Я остановился чуть не в дверях и принялся распаковывать свою амуницию: методичность – лучшее средство от стресса; Жюстин же безошибочно направилась через всю комнату к кровати, вытащила из-за нее бутылку джина и основательно к ней приложилась, Я знал, что в бутылке как раз и может быть яд, но ничего не сказал – в такие минуты лучше помалкивать. Стоит только впасть в истерику, и яд там окажется непременно. Я просто стоял, и распаковывал, и разматывал свой старенький желудочный зонд, спасший больше бессмысленных жизней (жизней совершенно нежизнеспособных, чье стремленье упасть неизменно, как у не по фигуре сшитых брюк), чем какой-либо другой подобный инструмент в Александрии. Медленно и методично, как то и подобает третьеразрядному доктору, я размотал его – что, кроме методичности, может третьеразрядный доктор противопоставить миру?»
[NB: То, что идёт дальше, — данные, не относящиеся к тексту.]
PR #23, opened 2021-07-20
Implement YamlDecoder instances for primitive types

lwronski:


src/main/scala/org/virtuslab/internal/load/construct/YamlDecoder.scala
```diff
@@ -9,29 +8,110 @@ import scala.compiletime._
...
 sealed trait YamlDecoder[T]:
-  def construct(node: Node): Either[YamlError, T]
+  def construct(node: Node): Either[ConstructError, T]
 
 object YamlDecoder:
-  def apply[T](pf: PartialFunction[Node, Either[Throwable, T]]): YamlDecoder[T] =
+  def apply[T](pf: PartialFunction[Node, Either[ConstructError, T]]): YamlDecoder[T] =
     new YamlDecoder[T] {
-      override def construct(node: Node): Either[YamlError, T] =
+      override def construct(node: Node): Either[ConstructError, T] =
```
kpodsiad, line 19: Since `ConstructError` extends `YamlError`, it isn't necessary to change this type, is it?

kpodsiad, line 19: Since ConstructError extends YamlError, it isn't necessary to change this type, is it?

src/main/scala/org/virtuslab/internal/load/construct/YamlDecoder.scala
```diff
@@ -9,29 +8,110 @@ import scala.compiletime._
 import scala.compiletime.summonFrom
 import scala.deriving._
 import scala.util.Try
+import scala.language.implicitConversions
```
kpodsiad, line 11: I would prefer explicit conversion rather than an implicit one because it's.. more explicit and less magical

src/main/scala/org/virtuslab/internal/YamlError.scala
```diff
@@ -2,7 +2,9 @@ package org.virtuslab.internal
 
 import org.virtuslab.internal.load.reader.token.Token
 
-sealed trait YamlError
+sealed trait YamlError extends Throwable:
```
kpodsiad, line 5: `extends Throwable`?

src/main/scala/org/virtuslab/internal/load/construct/YamlDecoder.scala
```diff
@@ -9,29 +8,110 @@ import scala.compiletime._
...
-  def apply[T](pf: PartialFunction[Node, Either[Throwable, T]]): YamlDecoder[T] =
+  def apply[T](pf: PartialFunction[Node, Either[ConstructError, T]]): YamlDecoder[T] =
     new YamlDecoder[T] {
-      override def construct(node: Node): Either[YamlError, T] =
+      override def construct(node: Node): Either[ConstructError, T] =
         if pf.isDefinedAt(node) then
           pf(node) match
             case Right(value)    => Right(value)
             case Left(throwable) => Left(ConstructError(throwable.toString))
         else Left(ConstructError(s"Could't create Construct instance for $node"))
```
kpodsiad, line 24: This apply doesn't work correctly because pf already returs `ConstructError` in the result (`pf: PartialFunction[Node, Either[ConstructError, T]])`)
Maybe it's worth having secondary apply for `Throwable` and get rid of implicit conversion?

kpodsiad (changes requested):

src/main/scala/org/virtuslab/internal/load/construct/YamlDecoder.scala
lwronski: On the one hand yes, but in YamlDecoder we expect throwing only ConstructError, we don't want for example parse error here.

src/main/scala/org/virtuslab/internal/load/construct/YamlDecoder.scala
lwronski: Good point, it should be removed immediately :)

src/main/scala/org/virtuslab/internal/load/construct/YamlDecoder.scala
lwronski: You are quite right, but it's works because `pf(node)` returned `Either[ConstructError, T]`.

so there was some redundancy here
```
pf(node) match
            case Right(value)    => Right(value)
            case Left(throwable) => Left(ConstructError(throwable.toString))

```
that could be rewritten to `pf(node)`

src/main/scala/org/virtuslab/internal/YamlError.scala
lwronski: Good point, it should be removed immediately :)

src/main/scala/org/virtuslab/internal/load/construct/YamlDecoder.scala
lwronski: Sure, I removed implicit conversion

kpodsiad (approved):
LGTM

PR #26, opened 2021-07-21
Parse empty flow sequence and add support for double quote key in mapping

lwronski:
* Parsing multiline scalar with single quote style 
* Allow to parsing mapping with scalar double quote style as key
* Parsing empty flow sequence

### DIFF
--- a/src/main/scala/org/virtuslab/yaml/internal/load/parse/ParserImpl.scala
+++ b/src/main/scala/org/virtuslab/yaml/internal/load/parse/ParserImpl.scala
@@ -17,9 +17,10 @@ private enum Production:
   case ParseMappingEnd
   case ParseFlowMappingEnd
   case ParseSequenceStart
+  case ParseFlowSequenceStart
+  case ParseFlowSequenceEnd
   case ParseSequenceEnd
   case ParseNode
-  case ParseNodeOpt
   case ParseKey
   case ParseValue
   case ParseOptKey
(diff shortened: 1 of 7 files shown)


src/main/scala/org/virtuslab/yaml/internal/load/parse/ParserImpl.scala
```diff
@@ -33,14 +34,15 @@ private enum Production:
  * ParseDocumentStart    ::= <ParseNode> ParseDocumentEnd
  * ParseDocumentStartOpt ::= epsilon | <ParseDocumentStart> <ParseDocumentStartOpt>
  * ParseNode             ::= <ParseMappingStart> | <ParseFlowMappingStart> | <ParseSequenceStart> | ParseScalar
+ * ParseNodeOpt          ::= epsilon | <ParseMappingStart> | <ParseFlowMappingStart> | <ParseSequenceStart> | ParseScalar
  * ParseMappingStart     ::= <ParseKey> ParseMappingEnd
  * ParseFlowMappingStart ::= <ParseFlowMappingEntry> ParseFlowMappingEnd
  * ParseFlowMappingEntry ::= <ParseScalar> | <ParseFlowMappingEntry> <ParseFlowMappingEnd> <ParseNode>
- * ParseSequenceStart    ::= <ParseNode> <ParseSequenceEntryOpt> ParseSequenceEnd
+ * ParseSequenceStart    ::= <ParseNodeOpt> <ParseSequenceEntryOpt> ParseSequenceEnd
```
kpodsiad, line 41: Grammar is incorrect because `FlowSequence` can be empty but `Block Sequence` can't. These two kinds of sequences should be distiguished.

src/main/scala/org/virtuslab/yaml/internal/load/reader/YamlReader.scala
```diff
@@ -98,29 +102,37 @@ class YamlReader(in: CharSequence) extends Reader {
     val foldedIndent = indent
     skipUntilNextIndent(foldedIndent)
 
+    def chompedEmptyLines() =
+      while (peek() == Some('\n')) {
+        skipCharacter()
+        sb.append("\\n")
+      }
+
+      skipUntilNextIndent(foldedIndent)
```
kpodsiad, line 111: in [spec](https://yaml.org/spec/1.2/spec.html#id2794534) `chomping` _controls how final line breaks and trailing empty lines are interpreted_. For me `chomping` is also a very enigmatic word, I think that, for example, `eatNewlines` would be clearer

src/test/scala/org/virtuslab/yaml/internal/load/parse/ScalarSpec.scala
```diff
@@ -32,6 +32,26 @@ class ScalarSpec extends munit.FunSuite:
...
+         |""".stripMargin
+
+    val reader = YamlReader(yaml)
+    val events = ParserImpl.getEvents(reader)
+
+    val expectedEvents = Right(
+      List(
+        StreamStart,
+        DocumentStart(),
+        Scalar("mnt\\\\#dd", ScalarStyle.Plain),
```
kpodsiad, line 47: If you use `raw` string interpolator, you won't have to escape `\`

kpodsiad (changes requested):
I think FlowSequence should have its own grammar rule

src/main/scala/org/virtuslab/yaml/internal/load/parse/ParserImpl.scala
lwronski: Right, it was mistake, so I added new production state `ParseFlowSequenceStart` which allows to empty sequences.

kpodsiad (approved):
LGTM

PR #28, opened 2021-07-21
YamlCodec

kpodsiad:
Wrap YamlEncoder & YamlDecoder into YamlCodec.
Use `inline def derived` instead of `inline given derived` in order to avoid automatic typeclass generation


lwronski (approved):
LGTM

PR #31, opened 2021-07-22
Configure nicely scaladoc

romanowski:


build.sbt
```diff
@@ -31,13 +31,23 @@ lazy val munit: Seq[Setting[_]] = Seq(
...
+  "-project", "Scala-yaml",
+  "-siteroot", "docs",
+  "-project-version", version.value,
+  "-project-logo", "docs/logo.svg",
+  "-social-links:" +
+    "github::https://github.com/VirtusLab/scala-yaml," +
+    "twitter::https://twitter.com/VirtusLab",
+  "-project-footer", s"Copyright (c) 2021, VirtusLab",
+  "-source-links:github://VirtusLab/scala-yaml",
+  "-revision", "master"
```
kpodsiad, line 43: According to [docs](https://dotty.epfl.ch/docs/usage/scaladoc/settings.html) `-siteroot docs` and `-revision master` are default options so they can be omitted.

kpodsiad (approved):

build.sbt
romanowski: Docs are misleading since we need them - we will work on scaladoc docs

«Тем временем Жюстин обернулась к кровати и, наклонившись, громко сказала: „Персуорден, открой глаза“. Затем она положила ладони себе на макушку и испустила долгий, на одной ноте, вопль – как арабка, – и звук оборвался резко, конфискованный александрийской ночью в жаркой, душной, тесной комнате. Затем она медленно двинулась наискосок, и на ковре за ней оставались маленькие лужицы мочи. Я изловил ее и загнал в ванную. Получив таким образом некоторую передышку, я занялся наконец его сердцем. Оно молчало, как Великая Пирамида. Я здорово тогда обозлился, поняв, что он прибегнул к помощи одного из этих чертовых цианидов – излюбленному, кстати, средству всех ваших шпионских контор. Я так разозлился, что даже дал ему хорошую затрещину, – он, надо сказать, давно нарывался!»
«Все это время я отдавал себе отчет в какой-то необычайной активности Нессима, теперь же, придя, так сказать, в себя, я смог окончательно на него переключиться. Он рылся в ящиках, в столе, в шкафах, как безумный, просматривал рукописи и документы, подхватывал и отшвыривал в сторону все, что попадалось под руку, – и ни следа обычной флегмы. „Какого черта ты делаешь?“ – спросил я сердито, и он ответил: „Не хочу, чтобы египетской полиции хоть что-то досталось“. И осекся, словно сказал лишнее. На каждом зеркале было по надписи мылом. Одну Нессим затер почти полностью. Я разобрал только буквы… ОЭН… …СТИН…»
«Прошло совсем немного времени, и раздался знакомый стук в дверь, и лица, и суматоха, неотделимая от подобных сцен повсюду, в любой точке земного шара. Люди с записными книжками, и журналисты, и попы – откуда-то вдруг взялся о. Павел, почему именно он? Я едва не воочию видел: вот сейчас труп привстанет и кинет в них чем-нибудь… но нет, Персуорден по-прежнему указывал носом в потолок, весьма довольный собственной экстерриториальностью».
«Запинаясь на каждом шагу, мы вышли все вместе, втроем, и поехали обратно в студию, где большие бездарные полотна успокоили нас, где виски дал нам смелость жить дальше. Жюстин не сказала ни слова. Ни единого смертного слова».
VII
Обращаюсь теперь к другой части Комментария, помеченной Бальтазаром: «Итак, Наруз решил действовать » , – последнее слово он подчеркнул дважды. Несколько неразборчивых фраз зелеными чернилами – и она вдруг взорвалась в моей памяти, та сцена: как ясно я вижу ее – стоит ли снова… Да, стоит, ибо так я продлю хоть ненадолго сон об одном из любимых мной кварталов Александрии: я редко бывал там. А жаль.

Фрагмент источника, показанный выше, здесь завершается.